According to the Lens Maker's Formula for a convex lens in air: $\frac{1}{f} = (\mu - 1) \left( \frac{1}{R_1} + \frac{1}{R_2} \right)$

Given: Focal length $f = +25 \text{ cm}$ (positive for convex lens) Refractive index $\mu = 1.5$

• Radii relationship: Let $R_1 = R$ and $R_2 = 2R$. Since it is a double convex lens, the signs of the radii relative to the incident light are opposite (Cartesian sign convention: $R_1$ is positive, $R_2$ is negative, but in the standard formula form for convex lens magnitudes add up: $\frac{1}{R_1} - \frac{1}{-R_2} = \frac{1}{R_1} + \frac{1}{R_2}$). Strictly applying signs: $\frac{1}{f} = (1.5 - 1)(\frac{1}{R} - \frac{1}{-2R})$.

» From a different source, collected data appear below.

PR #178, opened 2018-12-13
Make package physical keys a singleton

ResidentMario:
Per discussion ([circa one month ago](https://quiltdata.slack.com/archives/C3A5VP2MP/p1542241721023800)) we agreed that package physical keys, which are currently a list, should become a singleton.

This PR refactors the package manifest format to match this new pattern. It also bumps the `"version": "v0"` reference at the top of the manifest to `"version": "v1"`.

This PR does _not_ do something else that was also proposed, but also still needs to be implemented: hanging the package metadata off of a `'/'` key in the manifest file, instead of having it live on its own special line at the top of the manifest file. That is left for a future PR.

### DIFF
--- a/api/python/t4/packages.py
+++ b/api/python/t4/packages.py
@@ -34,24 +34,6 @@ def hash_file(readable_file):
 
     return hasher.hexdigest()
 
-def _to_singleton(physical_keys):
-    """
-    Ensure that there is a single physical key, throw otherwise.
-    Temporary utility method to avoid repeated, identical checks.
-
-    Args:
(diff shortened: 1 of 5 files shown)


akarve:
Nice initiative. I _did_ say that the current design was suboptimal. Nevertheless, with Parquet support on the horizon (where a single table may be broken into multiple files), and given the fact that this change would incur a schema migration, I suggest we close this PR and leave as-is until we get our heads wrapped around Parquet partitions + datasets.

PR #179, opened 2018-12-13
Update installation section

akarve:


akarve:
@ResidentMario note that these [indentations](https://github.com/quiltdata/t4/pull/179/files#diff-045d5d7186acf52b74848a7dfbdde200R132) of image blocks are necessary to preserve the hierarchy of the document.

docs/Installation.md
```diff
@@ -1,58 +1,135 @@
...
 ```bash
-$ pip install git+https://github.com/quiltdata/t4.git#subdirectory=api/python
+$ pip install aws-cli
+$ aws configure
 ```
 
-In order to interface with a remote catalog you will also need valid AWS credentials. If this is your first time using AWS, ensure that you have the AWS CLI installed (`pip install aws-cli`), then run the following to store the IAM credentials you wish to use with T4:
+If you are already using the AWS CLI, you may use your existing profile, or [create a new profile](https://docs.aws.amazon.com/cli/latest/userguide/cli-multiple-profiles.html).
+
+### Developer
```
ResidentMario: If folks want to know how to do a developer install we should direct them to `CONTRIBUTING.md`, and not embed it into the text here.

docs/Installation.md
```diff
@@ -1,58 +1,135 @@
...
+
 T4 has two different components:
-* A Python package, `t4`, distributed via `pip`
-* A web interface, the T4 Catalog, deployed using [AWS CloudFormation](https://aws.amazon.com/cloudformation/)
+* A Python package, `t4`
+* A web interface, the T4 Catalog
 
 If you have an already-provisioned catalog, only the Python package is needed.
 
+## T4 client (Python 3.6)
```
ResidentMario: We should keep the title clean and state that you need Python >=3.6 somewhere in the text, not in the heading.

docs/Installation.md
```diff
@@ -1,58 +1,135 @@
...
 
 ```bash
-$ aws configure
+$ pip install git+https://github.com/quiltdata/t4.git#subdirectory=api/python
 ```
 
-If you are already using AWS IAM you may reuse your credentials for T4. Alternatively you can create a Quilt-specific [profile](https://docs.aws.amazon.com/cli/latest/userguide/cli-multiple-profiles.html).
+## Catalog
 
+The Javascript catalog is a single-page, static application.
```
ResidentMario: Is the word static meaningful here? I think just "single page application" is the keyword you want.

docs/Installation.md
```diff
@@ -1,58 +1,135 @@
...
-* Go to Services > CloudFormation > Create stack
+For more advanced deployment scripts, see [`deploy_navigator.sh`](../deployment/deploy_navigator.sh).
 
-![](imgs/start.png)
 
-* Click "Upload a template to Amazon S3" and select `t4.yaml`, provided to you by Quilt
-* Click Next
-* Fill in Stack name and Parameters
+## AWS T4 Instance (via CloudFormation)
+The following section uses CloudFormation to manage S3 buckets, ElasticSearch endpoints, and CloudFront to deploy
```
ResidentMario: You need to explain what these components are, e.g. state that these instructions are for deploying a catalog instance on an AWS account.

docs/Installation.md
```diff
@@ -1,58 +1,135 @@
...
+a T4 instance in your VPC.
 
-![](imgs/params.png)
+### Known limitations
 
-> Carefully note parameter descriptions to avoid stack failure
+* Supports only one bucket
```
ResidentMario: Is this still true?

docs/Installation.md
akarve: Static is important because there is no webserver required

docs/Installation.md
akarve: Yes

docs/Installation.md
akarve: From experience with Quilt 2, it's useful to have this in the mainline docs, because users who are trying to work around a bug, or get early grips on a fix, will do just this. Agree with your comment for anything more complicated.

docs/Installation.md
akarve: Rather than that, I promised less.

PR #180, opened 2018-12-14
More helpful error for unexpected bucket URIs

akarve:


api/python/t4/util.py
```diff
@@ -88,7 +88,7 @@ def parse_s3_url(s3_url):
     Takes in the result of urlparse, and returns a tuple (bucket, path, version_id)
     """
     if s3_url.scheme != 's3' or not s3_url.netloc or (s3_url.path and not s3_url.path.startswith('/')):
-        raise ValueError("Malformed S3 URI")
+        raise ValueError("Expected URI scheme 's3://', not '{}'".format(s3_url.scheme))
```
ResidentMario: The correct `url_scheme` reported by this error string is `s3://`, but in the correct case actually `s3_url.scheme = "s3"`.

Is it possible to return `s3_url.scheme` plus whatever the leading characters the user entered were? E.g. if they entered `abcd://` they should get back `"Expected...'s3://', not 'abcd://'` (as opposed to what would be returned now, which is `"Expected...'s3://', not 'abcd'`).

akarve: Yeah, I've just fixed this by handling every case separately, which I should have done in the first place.

akarve:
Regarding TODO, I'm leaving as is to preserve the original author's intent. It's not to fix in this PR.

PR #182, opened 2018-12-15
Fix upload_file for large_files

kevinemoore:
## Description
Passing a callback to grab the VersionId works for single-part uploads (put_file), but not multi-part uploads. This PR adds a separate codepath for single-file uploads (i.e. not directories) that checks the file size and uses a multi-part upload for large files. It grabs the VersionId from `complete_multipart_upload`. There is likely an opportunity to speedup large-file uploads by parallelizing the uploading of the separate parts, but I'm saving that for a future PR.

### DIFF
--- a/api/python/t4/data_transfer.py
+++ b/api/python/t4/data_transfer.py
@@ -363,7 +363,7 @@ def upload_file(src_path, bucket, key, override_meta=None):
         src_etag_list = list(src_etag_iter)
 
     with tqdm(total=total_size, unit='B', unit_scale=True) as progress:
-        callback = ProgressCallback(progress)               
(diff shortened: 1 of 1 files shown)


stevededalus:
LGTM for fixing the current issue, but this is continuing the highlight the messiness of our datamodel wrt to guarantees of reproducibility.

I think that we should seriously consider dropping support for logical key directories. Since they can't be versioned, they produce different behavior for a package's immutability guarantees. Calling `set('/','/')` vs `for i in set: set(/+'i',/+'i')` produce packages that behave differently, one of which is reproducible because it attaches versioning, the other isn't.

PR #188, opened 2025-01-02
Support the BEST operator

### LINKED ISSUE #143: Add support for the BEST functionality in PyDough
The specification is as follows:
- `x.BEST(y, by=...)` is equivalent to `x.y` except that it filters `y` to only include a single subcollection record per record of `x` according to the `by` criteria. It is equivalent to a min row number filter in SQL, where `ROW_NUMBER()` is computed for each record of `y` where the partition keys are what is used to join it with `x` and the ordering keys are the `by` clause, and the only rows that are kept are the ones where the row number is 1.
- The `by` semantics obey the same rules as `ORDER_BY` and `TOP_K`.
- `BEST(y, by=...)` can also be used standalone to create a child collection access. For example, `regions(name, best_nation_name=BEST(nation, by=COUNT(customers.DESC())).name` finds, for each region, the name of the nation with the most customers.
- The subcollection obtained by `BEST` is treated as singular.
- Optional keyword argument: `allow_ties` (default=False). If true, uses `RANK` instead of `ROW_NUMBER`, but the result is no longer treated as singular.
- Optional keyword argument: `n` (default=1). If anything other than 1, keeps the top `n` values of `ROW_NUMBER`, but the result is no longer treated as singular. `n` must always be a positive integer. If `allow_ties=True`, then `n` **must** be equal to 1.
- Support for this operation is needed in the unqualified nodes, qualification process, QDAG nodes, hybrid conversion, hybrid tree operators, relational conversion, relational nodes, and SQLGlot translation.

More examples:
```py
# For each customer, finds the name of the part they have ordered the most (by quantity) in a single order:
customers(name, best_part_name=BEST(orders.lines, by=quantity).part.name)

# For each part, find the name of the suppliers that provides it the most cheaply, listing all of them if there are ties:
parts.BEST(supply_records, by=supply_cost.ASC(), allow_ties=True).supplier(part_name=BACK(2).name, supplier_name=name)

# Filter the parts to only include the most expensive part of each part type
part_types = PARTITION(parts, name="cluster", by=part_type)
part_types.BEST(cluster, by=retail_price.DESC())

# Find the part that each customer has ordered the most, by quantity
customers_parts_ordered = PARTITION(
 customers.orders.lines(cust_name=BACK(3).name, part_name=part.name),
 name="combo",
 by=(cust_name, part_name),
)(total_amount_ordered=SUM(combo.quantity))
customers_data = PARTITION(
 customers_parts_ordered,
 name="parts_ordered",
 by=cust_name,
)
customers_data.BEST(parts_ordered, by=total_amount_ordered.DESC())

# For each part, compute the percentage of the total available quantity of that part that comes from the 3 suppliers with the highest available quantity.
top_3_suppliers = BEST(supply_records, by=avail_qty.DESC(), n=3)
parts(
 name,
 top_3_percent=100 * SUM(top_3_suppliers.avail_qty) / SUM(supply_records.avail_qty)
)
```

knassre-bodo:
Resolves #143. Adds the `BEST` operator by making it syntactic sugar that is expanded during the unqualified node step into `.WHERE(RANKING(...) == 1).SINGULAR()` (or variants thereof, depending on the keyword arguments). Also, makes a change to how window functions are handled in hybrid conversion that avoids unecessary correlated references by replacing the uniqueness keys of a parent hybrid tree with values in the current hybrid tree if they are equal according to the join keys. For example, if deriving the average time-difference between orders per-customer with a window function, which normally uses `levels=1` and would create a correlated reference out of `orders` back to `customer` to use the customer's key as the partition key, can instead just use the customer key field of the orders as the partition key (since we know that the two will be equal after joining).


pydough/conversion/hybrid_tree.py
```diff
@@ -2093,13 +2093,25 @@ def add_unique_terms(
...
+                    partition_args.append(equivalent_key)
+                else:
+                    if not isinstance(arg, HybridCorrelExpr):
+                        if child_idx is not None:
+                            prev_hybrid.correlated_children.add(child_idx)
+                        else:
+                            prev_hybrid.correlated_children.add(
+                                len(prev_hybrid.children)
+                            )
+                    partition_args.append(HybridCorrelExpr(prev_hybrid, arg))
```
knassre-bodo, line 2114: This is the implementation of the optimization alluded to in the PR description. It drastically compresses the plan of one of the new tests (supplier_best_part) but also makes positive changes to a bunch of other tests by avoiding unnecessary correlation->de-correlation paths, which has a nice final-plan benefit since it causes the window functions to be computed before the join instead of after.

tests/test_plan_refsols/avg_order_diff_per_customer.txt
```diff
@@ -1,9 +1,9 @@
...
-   PROJECT(columns={'avg_diff': agg_0, 'name': agg_6})
-    AGGREGATE(keys={'key': key}, aggregations={'agg_0': AVG(day_diff), 'agg_6': ANYTHING(name)})
-     PROJECT(columns={'day_diff': DATEDIFF('days':string, PREV(args=[order_date], partition=[key], order=[(order_date):asc_last]), order_date), 'key': key, 'name': name})
-      JOIN(conditions=[t0.key == t1.customer_key], types=['inner'], columns={'key': t0.key, 'name': t0.name, 'order_date': t1.order_date})
-       SCAN(table=tpch.CUSTOMER, columns={'key': c_custkey, 'name': c_name})
+   PROJECT(columns={'avg_diff': agg_0, 'name': name})
+    JOIN(conditions=[t0.key == t1.customer_key], types=['inner'], columns={'agg_0': t1.agg_0, 'name': t0.name})
+     SCAN(table=tpch.CUSTOMER, columns={'key': c_custkey, 'name': c_name})
+     AGGREGATE(keys={'customer_key': customer_key}, aggregations={'agg_0': AVG(day_diff)})
+      PROJECT(columns={'customer_key': customer_key, 'day_diff': DATEDIFF('days':string, PREV(args=[order_date], partition=[customer_key], order=[(order_date):asc_last]), order_date)})
```
knassre-bodo, line 8: This is an example of the optimization caused by avoiding the unnecessary correlation/de-correlation. Now, the `PREV` uses `customer_key` (within `ORDERS`) as its partition key, instead of joining `ORDERS` to `CUSTOMER` just so it could use the `key` field from `CUSTOMER`.

pydough/unqualified/unqualified_node.py
```diff
@@ -386,6 +386,57 @@ def SINGULAR(self) -> "UnqualifiedSingular":
...
+        allow_ties: bool = False,
+        n_best: int = 1,
+    ) -> "UnqualifiedNode":
+        """
+        Method used to create the BEST logic, where x.BEST(y, by=z) is later
+        expanded into `x.y.WHERE(RANKING(by=z) == 1, levels=...).SINGULAR()`,
+        where the levels is the height of y. There are also the following
+        variations:
+        - If `allow_ties` is True: `x.y.WHERE(RANKING(by=z, allow_ties=True) == 1, levels=...)`
+        - If `n_best` > 1 : `x.y.WHERE(RANKING(by=z) <= n_best, levels=...)`
```
knassre-bodo, line 402: This expansion will happen when the UnqualifiedBest node gets qualified in `qualification.py`.

pydough/conversion/hybrid_tree.py
knassre-bodo: Everything in this section of code is the same as the old version except for lines 2100-2107. If we know that the argument that we **would** wrap in a correlated reference (because it belongs to `prev_hybrid`) is also an LHS join key, we can just replace it with the corresponding RHS key, which belongs to `hybrid` and therefore doesn't need to be wrapped in a `HybridCorrelExpr`. The avoidance of creating an unnecessary correlated reference allows us to avoid the inferior relational plan structure that is created when it gets de-correlated. 

The trigger for this occurring is a very common pattern with window functions (which occurs 100% of the time whenever you use `BEST`):
```
# Here, this creates a correlated reference from within `nations.customers`
# back to `regions`. since `levels=2` means the `RANKING` must partition
# on the uniqueness keys of regions (aka `regions.key`). However, `regions.key`
# is also the join key to connect `regions` to `nations.customers`, where
# `nations.region_key` is the corresponding join key on the other side. So we can
# substitute `nations.region_key` as the partition key, which means we do not
# need a correlated reference since `nations.region_key` is on the same side of
# the join that the window function is happening in.
regions.CALCULATE(richest_customer_name=nations.customers.WHERE(RANKING(by=acctbal.DESC(), levels=2) == 1).SINGULAR().name)
```

pydough/unqualified/qualification.py
```diff
@@ -745,6 +747,74 @@ def qualify_singular(
...
+        # breakpoint()
+
+        # Build the final expanded window-based filter, with `SINGULAR` added
+        # if-applicable (not allowing ties, not keeping multiple bests, not in
+        # the form `x.BEST(y)` unless as a child & the x is already singular).
+        if n_best == 1 and not allow_ties and is_child:
+            base: PyDoughCollectionQDAG = qualified_parent.starting_predecessor
+            relative_ancestor: PyDoughCollectionQDAG = context.starting_predecessor
+            if base is relative_ancestor or base.is_singular(relative_ancestor):
+                qualified_child = self.builder.build_singular(qualified_child)
```
knassre-bodo, line 814: We don't want to insert `SINGULAR` in a case like the `region_orders_from_nations_richest` test. In that case, the child inside the calculate is `nations.BEST(customers, by=(acctbal.DESC(), name.ASC())).orders`. In this case, it is inaccurate to rewrite this as `nations.customers.WHERE(...).SINGULAR().orders` since even though the `customers` are now singular with regards to `nations` post-filter, the `nations` are still plural with regards to the parent context (meaning `nations.customers` is as well), and `SINGULAR` would suggest that the whole thing up to that point is singular with regards to the parent context (which is inaccurate).

documentation/dsl.md
```diff
@@ -1242,12 +1242,9 @@ Addresses.CALCULATE(
 <!-- TOC --><a name="best"></a>
 ### BEST
 
-> [!IMPORTANT]
-> This feature has not yet been implemented in PyDough
-
 PyDough supports identifying a specific record from a sub-collection that is optimal with regards to some metric, per-record of the current collection. This is done by using `BEST` instead of directly accessing the sub-collection. The first argument to `BEST` is the sub-collection to be accessed, and the second is a `by` argument used to find the optimal record of the sub-collection. The rules for the `by` argument are the same as `PREV`, `NEXT`, `TOP_K`, etc.: it must be either a single collation term, or an iterable of 1+ collation terms.
```
vineetg3, line 1245: I think there might be instances where a user might think a `sub-collection` is just the immediate one as opposed to "any" grand-child `sub-collection`. Maybe we can clarify that here?

knassre-bodo: This is demonstrated by some of the examples, but sure thing I can also clarify it here.

pydough/unqualified/qualification.py
```diff
@@ -745,6 +747,74 @@ def qualify_singular(
...
+            (rank == n_best) if n_best == 1 else (rank <= n_best)
+        )
+        children: list[PyDoughCollectionQDAG] = []
+        qualified_cond: PyDoughExpressionQDAG = self.qualify_expression(
+            unqualified_cond, qualified_child, children
+        )
+        qualified_child = self.builder.build_where(
+            qualified_child, children
+        ).with_condition(qualified_cond)
+        # breakpoint()
```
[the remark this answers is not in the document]
knassre-bodo: Good catch!

pydough/unqualified/qualification.py
```diff
@@ -920,6 +924,82 @@ def qualify_singular(
...
+        ).with_condition(qualified_cond)
+
+        # Extract the `levels` argument from the condition
+        assert isinstance(qualified_cond, ExpressionFunctionCall)
+        rank_call = qualified_cond.args[0]
+        assert isinstance(rank_call, WindowCall)
+        levels: int | None = rank_call.levels
+
+        # Add `SINGULAR` if applicable (there is a levels argument and that
+        # ancestor either is the context or is singular withr egards to it).
```
hadia206, line 987:
```suggestion
        # ancestor either is the context or is singular withr regards to it).
```

pydough/unqualified/qualification.py
```diff
@@ -920,6 +924,82 @@ def qualify_singular(
...
+        # if-applicable (not allowing ties, not keeping multiple bests, not in
```
hadia206, line 988: For my understanding, why?

pydough/unqualified/qualification.py
```diff
@@ -920,6 +924,82 @@ def qualify_singular(
...
+        # the form `x.BEST(y)` unless as a child & the x is already singular).
```
hadia206, line 989: > the form `x.BEST(y)` unless as a child & the x is already singular

which expression "as a child" refers to ? The whole `x.BEST(y)`

pydough/unqualified/unqualified_node.py
```diff
@@ -385,6 +385,51 @@ def SINGULAR(self) -> "UnqualifiedSingular":
...
+        self,
+        by: Union[Iterable["UnqualifiedNode"], "UnqualifiedNode"],
+        per: str | None = None,
+        allow_ties: bool = False,
+        n_best: int = 1,
+    ) -> "UnqualifiedNode":
+        """
+        Method used to create the BEST logic, where x.y.BEST(by=z, per="x") is later
+        expanded into `x.y.WHERE(RANKING(by=z) == 1, per="x").SINGULAR()`,
+        where the levels is the height of y. There are also the following
```
hadia206, line 398: This line about `levels` is better to be after the variations. It's confusing here since the expansion doesn't include it

pydough/unqualified/unqualified_node.py
```diff
@@ -385,6 +385,51 @@ def SINGULAR(self) -> "UnqualifiedSingular":
...
+            `by`: the collation terms to order by in the `RANKING` call.
+            `per`: the ancestor that the `BEST` computation is happening with
+            regards to, or None if it is a global optimum being sought.
+            `allow_ties`: whether to allow ties in the ranking. If True, it
+            means that if there are multiple entries with the same rank, they
+            will all be considered as "best" candidates. This cannot be used
+            with `n_best > 1`.
+            `n_best`: the number of best entries to consider. If greater than
+            1, it will find all entries with a rank less than or equal to
+            `n_best`. This cannot be used when `allow_ties` is True.
```
hadia206, line 415: why it can't be used?

hadia206 (approved):
Overall looks good to me.

pydough/unqualified/unqualified_node.py
knassre-bodo: The three legal combinations represent different variations of an MRNF filter:
- `n_best=1` & `allow_ties=False` => `ROW_NUMBER = 1`
- `n_best=1` & `allow_ties=True` => `RANK = 1`
- `n_best=n` & `allow_ties=False` => `ROW_NUMBER <= n`

But if we say we want the `n` best values allowing ties, there is no coherent logic for that (and frankly it doesn't even make sense in English). 

For example, `RANK <= n` makes no sense because if I have values like this `[a, a, a, b, b, b, c, c, c]` and I use a value of `n` between 1 and 5 I will get `[a, a, a]` then if I use a value between 6 and 8 I'll get `[b, b, b]` and if I use a value >= 9 I'll get the entire list. Doing `DENSE_RANK <= n` would give yet another answer which is potentially valid under one obscure interpretation of what n-best with ties means, but its still not a very intuitive/coherent idea.

Since `BEST` is meant to be a simplification, I'd rather just have a user write out whatever convoluted ranking logic they want to use if it is anything that is not strongly rooted in an intuitive analytical phrasing.

pydough/unqualified/unqualified_node.py
knassre-bodo: Whoops, should delete the `levels` bit (I wrote this originally before the `per` part got implemented).

pydough/unqualified/qualification.py
knassre-bodo: Oops this should get deleted, its a legacy of an earlier variant of how `BEST` was going to work.

pydough/unqualified/qualification.py
knassre-bodo: Lets say I do `regions.CALCULATE(n=nations.customers.BEST(by=acctbal.DESC(), per="nations").name)`. This should be illegal because even though the `BEST` picks the best customer per-nation, there are still multiple nations per region ergo there would be multiple values of `n` for each region (which is invalid). Therefore, we should **NOT** insert `SINGULAR` when converting this, because the following _would_ be considered "valid" by PyDough then produce nonsense runtime results:

```py
regions.CALCULATE(n=nations.customers.WHERE(RANKING(by=acctbal.DESC(), per="nations") == 1).SINGULAR().name)`
```

**HOWEVER**, if I did the exact same thing but with `per="regions"` then it would be fine because there would only be one selected value of `nations.customers` per-region.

Calculation: $\frac{1}{25} = (0.5) \left( \frac{1}{R} + \frac{1}{2R} \right)$ $\frac{1}{25} = \frac{1}{2} \left( \frac{2 + 1}{2R} \right)$ $\frac{1}{25} = \frac{1}{2} \cdot \frac{3}{2R} = \frac{3}{4R}$ $4R = 75 \implies R = \frac{75}{4} = 18.75 \text{ cm}$

The second radius is $2R = 2 \times 18.75 = 37.5 \text{ cm}$.

Thus, the radii are $18.75 \text{ cm}$ and $37.5 \text{ cm}$.